We live in an age where we are encouraged to spy on our neighbors, co-workers and friends. It's all about conformity and ratting out anyone who dares to do something other than the ordinary.
Well, maybe not exactly, as we don't like those damn whistleblowers like Wikileaks that dare to expose our government's deep, dark, dirty secrets. The last thing we seem to want is to know just what our government does in our name. We certainly don't want someone like Bradley Manning letting the world know that the United States violated just about every international convention regarding torture and the treatment of alleged enemy combatants.
Now the paranoia patrol has come to Houston. Just take a gander at the new iWatch Harris County mobile phone app. Now the shiny gadget brigade has the ability to watch crime and rat out those suspicious looking folk they see hanging about.

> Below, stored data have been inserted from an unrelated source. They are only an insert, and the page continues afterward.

Issue #7436, opened 2026-04-02
ScriptExecutor interface and ScriptLanguage type


wbreza:
## ScriptExecutor Interface and ScriptLanguage Type

**Part of #7435 — Multi-Language Hook Support**

### User Story

As a template author, I want azd to understand that my hook script is written in a specific programming language so that it can handle execution appropriately instead of treating everything as a shell script.

### Solution Approach

Create `pkg/tools/language/executor.go` (NEW):

- Define `ScriptLanguage` type (`string`) with constants: `ScriptLanguageUnknown` (`""`), `ScriptLanguagePython` (`"python"`), `ScriptLanguageJavaScript` (`"js"`), `ScriptLanguageTypeScript` (`"ts"`), `ScriptLanguageDotNet` (`"dotnet"`).
- Define `ScriptExecutor` interface:
  - `Language() ScriptLanguage`
  - `Prepare(ctx context.Context, scriptPath string) error` — runtime check, dependency install, build
  - `Execute(ctx context.Context, scriptPath string, options tools.ExecOptions) (exec.RunResult, error)`
- Implement `GetExecutor(language ScriptLanguage, ...) (ScriptExecutor, error)` factory. Accept dependencies via parameters (not global state) — specifically `exec.CommandRunner`. Phase 1: Python returns real executor; JS/TS/DotNet return `ErrUnsupportedLanguage` sentinel.
- Implement `InferLanguageFromPath(path string) ScriptLanguage` mapping `.py` → Python, `.js` → JS, `.ts` → TS, `.cs` → DotNet, unknown → `ScriptLanguageUnknown`.

Create `pkg/tools/language/executor_test.go` (NEW):
- Table-driven tests for `InferLanguageFromPath` covering all extensions + unknown.
- Tests for `GetExecutor` returning real executor for Python, `ErrUnsupportedLanguage` for others.

**Files:** `pkg/tools/language/executor.go` (NEW), `pkg/tools/language/executor_test.go` (NEW)

### Acceptance Criteria

- [ ] Package compiles with `go build ./pkg/tools/language/...`
- [ ] `InferLanguageFromPath` correctly maps `.py`, `.js`, `.ts`, `.cs`, and unknown extensions
- [ ] `GetExecutor` returns `ErrUnsupportedLanguage` for JS, TS, DotNet in Phase 1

Just think, it's even easier to spy on your neighbors and that hippy do-gooder living down the street. What better way to get around that pesky little Fourth Amendment than having normal everyday citizens poking their noses into everyone else's business? After all, the Fourth Amendment just protects us against overreaching by the state.
In Texas, however, we do at least have the additional protection of Article 38.23 of the Texas Code of Criminal Procedure that allows a jury to exclude any evidence that was obtained illegally - whether by the police or a private citizen. That is, if you can convince a jury to ignore the bad stuff your client did and focus in on the actions of the other party.
I wonder if the app will allow someone to report incidents of police brutality. What about illegal searches and pretextual stops? Testilying on the stand? Probably not.
Most people who haven't really read 1984 will tell you that government control was the main point of the book, but to me the scariest people were the citizen informers. This is a depressing development.